Which area of the brain is responsible for temperature regulation and receives input from temperature receptors throughout the body?

Preoptic area and anterior hypothalamus

Which substances are released by the immune system to increase body temperature and induce fever?

Prandin and histamines

What is the primary mechanism through which certain drugs like cocaine, methamphetamine, and ecstasy increase body temperature?

Limiting heat loss through vasoconstriction

Why is it not recommended to use acetaminophen for hangover relief?

It can lead to liver damage

Study Notes

• The lecture series is about internal regulation, with the first part focusing on temperature regulation.
• Homeostasis is the body's attempt to maintain a stable internal environment, while allostasis is the body's adaptive response to changing needs.
• Temperature regulation is vital for normal behavior and survival.
• Homeostasis involves maintaining bodily set points, such as a core temperature of 98.6°F (37°C) for humans.
• Negative feedback mechanisms, like a thermostat, help maintain homeostasis by pushing the body back towards its set point when it goes outside the desired range.
• Allostasis allows for adaptive responses to changing environments and needs.
• Temperature regulation requires twice as much energy as all other bodily functions combined.
• Basal metabolic rate refers to the energy required to maintain bodily functions at rest.
• PMIC (ectothermic) species have body temperatures that match their environment, while homeothermic (endothermic) species maintain a relatively constant body temperature.
• Homeothermic species use internal physiological mechanisms to regulate temperature, including shivering and sweating.
• Factors influencing basal metabolic rate include age, muscle mass, and caloric intake.
• Extreme temperatures, both hot and cold, can pose health risks and impact survival.
• Surviving extreme cold involves adapting to freezing temperatures and preventing dehydration of blood cells.
• Hypothermia symptoms include confusion, clumsiness, and loss of muscle control when core temperature drops below 90°F (32°C).
• Extreme heat can lead to heat exhaustion and heat stroke, requiring rapid cooling to prevent serious health consequences.
• Dehydration and hyponatremia are risks associated with extreme temperatures and require careful monitoring and prevention.
• The preoptic area and anterior hypothalamus are crucial areas for temperature regulation, receiving input from temperature receptors throughout the body and the immune system.
• The immune system releases substances like prandin and histamines to increase body temperature and create a fever.
• Certain drugs, such as cocaine, methamphetamine, and ecstasy, can increase body temperature by increasing metabolism and limiting heat loss through vasoconstriction, potentially leading to brain hypothermia.- Ecstasy can impact the thirst regulation system, leading people to believe they need to drink excessive amounts of water, potentially resulting in hyponatremia.
• Fever is a temperature regulation mechanism triggered by the immune system to combat infections, with a body temperature set point adjusted by the hypothalamus.
• Proinflammatory cytokines released during fever aid in bacterial growth inhibition and increased immune system activity.
• Fever can be harmful if temperatures exceed 103.3°F (39.6°C), especially in adults, with temperatures above 109°F (42.8°C) being life-threatening.
• Anti-pyretic drugs, such as acetaminophen and ibuprofen, are used to decrease fever.
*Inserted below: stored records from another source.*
PR #3609, opened 2020-07-19
Add telegram /trades command

thopd88:
## Summary
Add telegram trades command to list recent trades. Using existed _rpc_trade_history

## Quick changelog

- Add command /trades <n> with n (default 10) is the number of trades history

image

### DIFF
--- a/freqtrade/rpc/rpc.py
+++ b/freqtrade/rpc/rpc.py
@@ -252,9 +252,10 @@ class RPC:
     def _rpc_trade_history(self, limit: int) -> Dict:
         """ Returns the X last trades """
         if limit > 0:
-            trades = Trade.get_trades().order_by(Trade.id.desc()).limit(limit)
+            trades = Trade.get_trades([Trade.is_open.is_(False)]).order_by(
+                Trade.id.desc()).limit(limit)
         else:
-            trades = Trade.get_trades().order_by(Trade.id.desc()).all()
+            trades = Trade.get_trades([Trade.is_open.is_(False)]).order_by(Trade.id.desc()).all()
 
         output = [trade.to_json() for trade in trades]
 
--- a/freqtrade/rpc/rpc.py
+++ b/freqtrade/rpc/rpc.py
@@ -537,28 +537,6 @@ class RPC:
         else:
             return None
 
-    def _rpc_delete(self, trade_id: str) -> Dict[str, str]:
-        """
-        Handler for delete <id>.
-        Delete the given trade
-        """
-        def _exec_delete(trade: Trade) -> None:
-            Trade.session.delete(trade)
-            Trade.session.flush()
-
-        with self._freqtrade._sell_lock:
-            trade = Trade.get_trades(
-                trade_filter=[Trade.id == trade_id, ]
-            ).first()
-            if not trade:
-                logger.warning('delete: Invalid argument received')
-                raise RPCException('invalid argument')
-
-            _exec_delete(trade)
-            Trade.session.flush()
-            self._freqtrade.wallets.update()
-            return {'result': f'Deleted trade {trade_id}.'}
-
     def _rpc_performance(self) -> List[Dict[str, Any]]:
         """
         Handler for performance.
--- a/freqtrade/rpc/rpc.py
+++ b/freqtrade/rpc/rpc.py
@@ -537,6 +537,28 @@ class RPC:
         else:
             return None
 
+    def _rpc_delete(self, trade_id: str) -> Dict[str, str]:
+        """
+        Handler for delete <id>.
+        Delete the given trade
+        """
+        def _exec_delete(trade: Trade) -> None:
+            Trade.session.delete(trade)
+            Trade.session.flush()
+
+        with self._freqtrade._sell_lock:
+            trade = Trade.get_trades(
+                trade_filter=[Trade.id == trade_id, ]
+            ).first()
+            if not trade:
+                logger.warning('delete: Invalid argument received')
+                raise RPCException('invalid argument')
+
+            _exec_delete(trade)
+            Trade.session.flush()
+            self._freqtrade.wallets.update()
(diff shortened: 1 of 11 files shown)


freqtrade/rpc/rpc.py
```diff
@@ -537,6 +537,28 @@ def _rpc_forcebuy(self, pair: str, price: Optional[float]) -> Optional[Trade]:
...
+            ).first()
+            if not trade:
+                logger.warning('delete: Invalid argument received')
+                raise RPCException('invalid argument')
+
+            _exec_delete(trade)
+            Trade.session.flush()
+            self._freqtrade.wallets.update()
+            return {'result': f'Deleted trade {trade_id}.'}
+
```
xmatthias, line 561: I don't think we can accept this part as is.

This works fine if you know exactly what state your trades and exchange account is in.
But in most cases when using telegram, you don't know the details (are there open orders ...)

There's things / checks we MUST have when deleting a trade:
* does it have open orders 
  * if yes - cancel these - eventually ignoring failures - assuming the order was cancelled on the exchange - but warning the user about it
  * this can have wider consequences - what if the order is half-filled? this could end up in unsellable assets (too low to place a new order)... 
* same for stoploss orders


obviously - since this is a crucial part - we will want this covered by tests. 
That's not an issue per se (i can help with tests if you're not familiar with pytest).

freqtrade/rpc/telegram.py
```diff
@@ -496,6 +498,66 @@ def _forcebuy(self, update: Update, context: CallbackContext) -> None:
...
+                    'Pair',
+                    'Open rate',
+                    'Stake Amount',
+                    'Close date',
+                    'Close rate',
+                    'Profit',
+                ],
+                tablefmt='simple')
+            message = f'<b>{nrecent} recent trades</b>:\n<pre>{trades_tab}</pre>'
+            self._send_msg(message, parse_mode=ParseMode.HTML)
```
xmatthias, line 557: Would be great if you could post a screenshot (eventually blank out details you don't wanna share) of how this will look in the telegram (web)client ...

Now i'll test this myself for sure - but that would make this ... friendlier for random people looking at this PR.

thopd88:
> I would recommend to split this PR up into 2 PR's
> 
> * one (the simpler one) adding the "/trade" endpoint
> * the `/delete` part.
> 
> As you'll see in the above (or below) comments, the delete part needs a lot more work - as it's not as simple as deleting an order without risking to create more problems than it'll solve.

Haha I tried that, but the second commit was joined automatically with the previous PR

freqtrade/rpc/telegram.py
```diff
@@ -496,6 +498,66 @@ def _forcebuy(self, update: Update, context: CallbackContext) -> None:
...
+                  f"{trade['open_rate']}",
+                  f"{trade['stake_amount']}",
+                  trade['close_date'],
+                  f"{trade['close_rate']}",
+                  f"{trade['close_profit_abs']}"] for trade in trades['trades']],
+                headers=[
+                    'Open Date',
+                    'Pair',
+                    'Open rate',
+                    'Stake Amount',
```
xmatthias, line 550: I'm not certain if we should use Stake-Amount, or rather "amount"? 
usage of stake-amount is only usefull in the edge-case where you set stake_amount to unlimited, otherwise it'll always be "X".

freqtrade/rpc/telegram.py
```diff
@@ -496,6 +498,66 @@ def _forcebuy(self, update: Update, context: CallbackContext) -> None:
...
+    def _trades(self, update: Update, context: CallbackContext) -> None:
+        """
+        Handler for /trades <n>
+        Returns last n recent trades.
+        :param bot: telegram bot
+        :param update: message update
+        :return: None
+        """
+        stake_cur = self._config['stake_currency']
+        fiat_disp_cur = self._config.get('fiat_display_currency', '')
```
xmatthias, line 529: Once tests pass - these 2 lines should be removed. They're not used and flake8 will freak about them :laughing:

thopd88:
@xmatthias I reverted the /delete commit

xmatthias:
I've fixed the failing tests.
However - i really have a problem with the way this looks (but have no idea how this could be improved either).

If we look at how this is now ... it's barely readable (due to the rows wrapping to 3 rows per row), as this is simply too much for the small screen telegram (or a phone) would give you.

2020-07-20-191218_539x673_scrot

hroff-1902:
yeah, unreadable...
cannot it be made a html table?

thopd88:
For me, I use this simple
image

xmatthias:
no, telegram won't accept html tables (you get "invalid open tag 'table'" or something similar).

The problem is the amount of columns - it works for `/status table` since that only has 3 columns - this one has 5 or 6 - which makes it a problem.

xmatthias:
@thopd88 i've just seen now that this was a proposal for a new format - yes, the 3 columns should work - maybe adding the profit% in parenteses would work, too? 
```
Date               Pair                 Profit
2hours ago      ETH/USDT       2(5%)
```

also - i think filtering out open trades might make sense here? they can be found via `/status table` - and open trades require more (live) information.
Now thats something i'm thinking about the whole /trades endpoint (also for the API) ... so might be left for later.

thopd88:
> @thopd88 i've just realized now that this was a proposal for a new format - yes, the 3 columns should work - maybe adding the profit% in parenteses would work, too?
> 
> ```
> Date               Pair                 Profit
> 2hours ago      ETH/USDT       2(5%)
> ```
> 

How about this:
```
Date               Pair                 Profit (USDT)
2hours ago      ETH/USDT       5% (2)
```

> also - i think filtering out open trades might make sense here? they can be found via `/status table` - and open trades require more (live) information.

Yes I think it makes sense

> Now thats something i'm thinking about the whole /trades endpoint (also for the API) ... so might be left for later.

I think later haha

They inhibit cyclooxygenase, reducing the production of prostaglandin E2 (PGE2).
• Acetaminophen has stronger effects on fever reduction, while ibuprofen is more effective for inflammation reduction.
• Non-steroidal anti-inflammatory drugs (NSAIDs) like ibuprofen and acetaminophen have varying effects and side effects. Ibuprofen and naproxen have significant gastrointestinal side effects, and acetaminophen has hepatotoxic properties.
• It is not recommended to use acetaminophen for hangover relief, as the liver is already under stress from alcohol consumption.

Description

Explore the concepts of temperature regulation, homeostasis, and adaptive responses to environmental changes in this lecture series. Learn about internal mechanisms, negative feedback, basal metabolic rate, and the impact of extreme temperatures on health and survival.